### INFORMATION
PR #914, opened 2025-10-08
[EVM] Clear the branch condition in TII::removeBranch for stackified code

PavelKopyl:
# Code Review Checklist

## Requirements

## Implementation

## Logic Errors and Bugs
that could break the code?

## Error Handling and Logging
be added or removed?
debugging?

## Maintainability

## Dependencies

## Security

## Performance
system performance?

## Testing and Testability
- [ ] Is the code testable?
	- [ ] Line Coverage
	- [ ] Region Coverage
	- [ ] Branch Coverage

## Readability
smaller methods?
file/folder/package?
flow?
better?
understandable?

## Documentation

## Best Practices
- [ ] Magic values avoided?
- [ ] Minimal nesting used?

## Experts' Opinion

### DIFF
--- a/llvm/lib/Target/EVM/EVMInstrInfo.cpp
+++ b/llvm/lib/Target/EVM/EVMInstrInfo.cpp
@@ -173,10 +173,18 @@ unsigned EVMInstrInfo::removeBranch(MachineBasicBlock &MBB,
   LLVM_DEBUG(dbgs() << "Removing branches out of " << printMBBReference(MBB)
                     << '\n');
 
-  unsigned Count = 0;
   // Only remove branches from the end of the MBB.
-  for (auto I = MBB.rbegin(); I != MBB.rend() && I->isBranch(); ++Count) {
+  unsigned Count = 0;
+  bool HasConditionalBranch = false;
+  MachineBasicBlock::iterator I = MBB.end();
+  while (I != MBB.begin()) {
+    --I;
+    if (I->isDebugInstr())
+      continue;
+    if (!I->isTerminator())
+      break;
 
+    HasConditionalBranch |= I->isConditionalBranch();
 #ifndef NDEBUG
     if (I->isUnconditionalBranch())
       assert(!Count && "Malformed basic block: unconditional branch is not the "
@@ -184,9 +192,39 @@ unsigned EVMInstrInfo::removeBranch(MachineBasicBlock &MBB,
 #endif // NDEBUG
 
     LLVM_DEBUG(dbgs() << "Removing branch: "; I->dump());
-    MBB.erase(&MBB.back());
-    I = MBB.rbegin();
+    I->eraseFromParent();
+    I = MBB.end();
+    ++Count;
   }
+
+  // Let's consider basic blocks that end with
+  //
+  //   JUMPI
+  //   JUMP
+  //
+  // or
+  //
+  //  JUMPI
+  //
+  // When removeBranch() is called, it removes all jump instructions.
+  // In stackified code, this can disrupt the stack layout by leaving an unused
+  // condition on top of the stack, a condition that would normally be consumed
+  // by the JUMPI instruction.
+  // To handle this, we add a POP_COND_S instruction at the end of the BB after
+  // removing the conditional branch, ensuring that the unused condition is
+  // properly consumed:
+  // In most cases, removeBranch() is followed by insertBranch(), which
+  // typically reinserts a JUMPI instruction, possibly with a different target.
+  // In such cases, the condition will again be consumed by the new JUMPI, so
+  // the POP_COND_S is no longer needed and is removed. Although this adds a
+  // small overhead, by creating and then removing POP_COND_S, the cost is
+  // negligible since it only affects stackified code.
+  //
+  const bool IsStackified =
+      MBB.getParent()->getInfo<EVMMachineFunctionInfo>()->getIsStackified();
+  if (IsStackified && HasConditionalBranch)
+    BuildMI(&MBB, DebugLoc(), get(EVM::POP_COND_S));
+
   return Count;
 }
 
@@ -214,6 +252,14 @@ unsigned EVMInstrInfo::insertBranch(MachineBasicBlock &MBB,
       CondOpc = Cond[0].getImm() ? EVM::JUMPI : EVM::JUMP_UNLESS;
     else
       CondOpc = Cond[0].getImm() ? EVM::PseudoJUMPI : EVM::PseudoJUMP_UNLESS;
+
+    // Remove the POP_COND_S instruction previously added by removeBranch,
+    // as the newly inserted conditional branch will now consume that
+    // condition.
+    auto Last = MBB.getLastNonDebugInstr();
+    if (IsStackified && Last != MBB.end() &&
+        Last->getOpcode() == EVM::POP_COND_S)
+      MBB.erase(*Last);
 
     auto NewMI = BuildMI(&MBB, DL, get(CondOpc)).addMBB(TBB);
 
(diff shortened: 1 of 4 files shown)


llvm/lib/Target/EVM/EVMInstrInfo.cpp
```diff
@@ -187,6 +188,17 @@ unsigned EVMInstrInfo::removeBranch(MachineBasicBlock &MBB,
...
+  const bool IsStackified =
+      MBB.getParent()->getInfo<EVMMachineFunctionInfo>()->getIsStackified();
+  if (IsStackified && HasConditionalBranch) {
+    auto NewMI = BuildMI(&MBB, DebugLoc(), get(EVM::POP_S));
+    // Mark this POP instruction with a special flag to distinguish it from other
+    // POP instruction in insertBranch that is not related to branch-condition
+    // clearing. It’s unlikely that such a case exists; this is mostly for
+    // paranoia check.
+    NewMI->setFlag(MachineInstr::MIFlag::ClearBranchCondition);
+    --Count;
```
vladimirradosavljevic: Do we need this?
Description of removeBranch says it returns the number of instructions that were removed.

llvm/test/CodeGen/EVM/branch-folding-clear-condition.ll
```diff
@@ -0,0 +1,47 @@
+; NOTE: Assertions have been autogenerated by utils/update_llc_test_checks.py UTC_ARGS: --version 2
```
vladimirradosavljevic: I think this should be a MIR test that is calling only branchfolding pass. Could you please convert it?

vladimirradosavljevic (changes requested):
Since we are removing EraVM target, we will remove big chunk of local changes, so I would recommend not to introduce new one, as we have other options (e.g. introduce new `POP_COND_S`).

llvm/lib/Target/EVM/EVMInstrInfo.cpp
PavelKopyl: Yeap, but we actually insert 1-byte instruction here, do you meant we shouldn't take it into account?

vladimirradosavljevic: I was looking at callers of `removeBranch` and in some cases they do something based on the return (e.g. `PeelSingleBlockLoop` in `MachineLoopUtils.cpp`). Currently in case we have only conditional branch and we add `POP`, we will return 0, but actually we need to return 1.

vladimirradosavljevic (approved):
LGTM. Thanks!

llvm/lib/Target/EVM/EVMInstrInfo.cpp
```diff
@@ -187,6 +188,11 @@ unsigned EVMInstrInfo::removeBranch(MachineBasicBlock &MBB,
     MBB.erase(&MBB.back());
     I = MBB.rbegin();
   }
+  const bool IsStackified =
+      MBB.getParent()->getInfo<EVMMachineFunctionInfo>()->getIsStackified();
+  if (IsStackified && HasConditionalBranch)
```
akiramenai, line 225: I think a part of commit message doc is to be put here.

llvm/lib/Target/EVM/EVMInstrInfo.cpp
```diff
@@ -174,9 +174,10 @@ unsigned EVMInstrInfo::removeBranch(MachineBasicBlock &MBB,
                     << '\n');
 
   unsigned Count = 0;
+  bool HasConditionalBranch = false;
   // Only remove branches from the end of the MBB.
   for (auto I = MBB.rbegin(); I != MBB.rend() && I->isBranch(); ++Count) {
```
akiramenai: getLastNonDebugInstr?

llvm/lib/Target/EVM/EVMInstrInfo.cpp
```diff
@@ -215,6 +221,13 @@ unsigned EVMInstrInfo::insertBranch(MachineBasicBlock &MBB,
     else
       CondOpc = Cond[0].getImm() ? EVM::PseudoJUMPI : EVM::PseudoJUMP_UNLESS;
 
+    // Remove the POP_COND_S instruction that was previously added in
+    // removeBranch to clear the jump condition from the stack.
```
akiramenai: Could you explain why?

akiramenai (changes requested):
Documentation:
1. Could you put some explanations to logic in code?
2. Can we document the rationale for the design choice in commit message?

llvm/lib/Target/EVM/EVMInstrInfo.cpp
PavelKopyl: Let's consider basic blocks (BBs) that end with
```
JUMPI
JUMP
```
or
```JUMPI```

When `removeBranch() `is called, it removes all jump instructions.
In stackified code, this can disrupt the stack layout by leaving an unused condition on top of the stack, i.e., condition that would normally be consumed by the `JUMPI` instruction.
To handle this, we add a `POP_COND_S` instruction at the end of the BB after removing the conditional branch, ensuring that the unused condition is properly consumed.
In most cases (I would say in 99%), `removeBranch()` is followed by `insertBranch()`, which typically reinserts a `JUMPI` instruction, possibly with a different target.
In such cases, the condition will again be consumed by the new `JUMPI`, so the `POP_COND_S` is no longer needed and is removed.
Although this adds a small overhead, by creating and then removing `POP_COND_S`, the cost is negligible since this only happens in stackified code.
In the rare cases where ` removeBranch()` is called without a subsequent insertBranch(), the `POP_COND_S` remains and will be emitted as a `POP` instruction.
For example, this happens here:
https://github.com/matter-labs/era-compiler-llvm/blob/8e7767fdb8a19cb687c78827907c10a757a78dc5/llvm/lib/CodeGen/BranchFolding.cpp#L1469

File: llvm/lib/Target/EVM/EVMInstrInfo.cpp (hunk 4 above)
Comment (PavelKopyl) [reply llvm/lib/Target/EVM/EVMInstrInfo.cpp]: We may have a BB ending with
```
JUMPI
JUMP 
```
so with `getLastNonDebugInstr` we will miss the presence of JUMPI.

File: llvm/lib/Target/EVM/EVMInstrInfo.cpp (hunk 3 above)
Comment (PavelKopyl) [reply llvm/lib/Target/EVM/EVMInstrInfo.cpp:225]: OK, added.

**Comment by PavelKopyl** [comment]
> Documentation:
> 
> 1. Could you put some explanations to logic in code?
> 2. Can we document the rationale for the design choice in commit message?

Sure, I've added this to the commit message.

File: llvm/lib/Target/EVM/EVMInstrInfo.cpp (hunk 4 above)
Comment (akiramenai) [reply llvm/lib/Target/EVM/EVMInstrInfo.cpp]: I mean with the loop we could hit a debug instruction and bail out.

**Review by akiramenai — APPROVED** [review]

File: llvm/lib/Target/EVM/EVMInstrInfo.cpp (hunk 4 above)
Comment (PavelKopyl) [reply llvm/lib/Target/EVM/EVMInstrInfo.cpp]: Thanks, got it. I've slightly rewrote the removeBranch to skip debug instructions.

File: llvm/lib/Target/EVM/EVMInstrInfo.cpp [hunk 6]
```diff
@@ -173,20 +173,58 @@ unsigned EVMInstrInfo::removeBranch(MachineBasicBlock &MBB,
...
-  for (auto I = MBB.rbegin(); I != MBB.rend() && I->isBranch(); ++Count) {
-
+  unsigned Count = 0;
+  bool HasConditionalBranch = false;
+  MachineBasicBlock::iterator I = MBB.end();
+  while (I != MBB.begin()) {
+    --I;
+    if (I->isDebugInstr())
+      continue;
+    if (!I->isTerminator())
```
vladimirradosavljevic, line 184: This should be `!I->isBranch()`, right?
Terminators are also RET, REVERT, RETURN, STOP and INVALID, and we don't want to remove them.

PavelKopyl: Right, thank you. Pushed a fix: https://github.com/matter-labs/era-compiler-llvm/pull/923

### WHAT NEEDS TO BE DONE
Only the lines above starting with the one with "- [ ] Magic values avoided?" and going through the one with "-184,9 +192,39 @@" are to be copied, word for word and with both ends kept.

### SOLUTION BELOW
- [ ] Magic values avoided?
- [ ] Minimal nesting used?

## Experts' Opinion

### DIFF
--- a/llvm/lib/Target/EVM/EVMInstrInfo.cpp
+++ b/llvm/lib/Target/EVM/EVMInstrInfo.cpp
@@ -173,10 +173,18 @@ unsigned EVMInstrInfo::removeBranch(MachineBasicBlock &MBB,
   LLVM_DEBUG(dbgs() << "Removing branches out of " << printMBBReference(MBB)
                     << '\n');
 
-  unsigned Count = 0;
   // Only remove branches from the end of the MBB.
-  for (auto I = MBB.rbegin(); I != MBB.rend() && I->isBranch(); ++Count) {
+  unsigned Count = 0;
+  bool HasConditionalBranch = false;
+  MachineBasicBlock::iterator I = MBB.end();
+  while (I != MBB.begin()) {
+    --I;
+    if (I->isDebugInstr())
+      continue;
+    if (!I->isTerminator())
+      break;
 
+    HasConditionalBranch |= I->isConditionalBranch();
 #ifndef NDEBUG
     if (I->isUnconditionalBranch())
       assert(!Count && "Malformed basic block: unconditional branch is not the "
@@ -184,9 +192,39 @@ unsigned EVMInstrInfo::removeBranch(MachineBasicBlock &MBB,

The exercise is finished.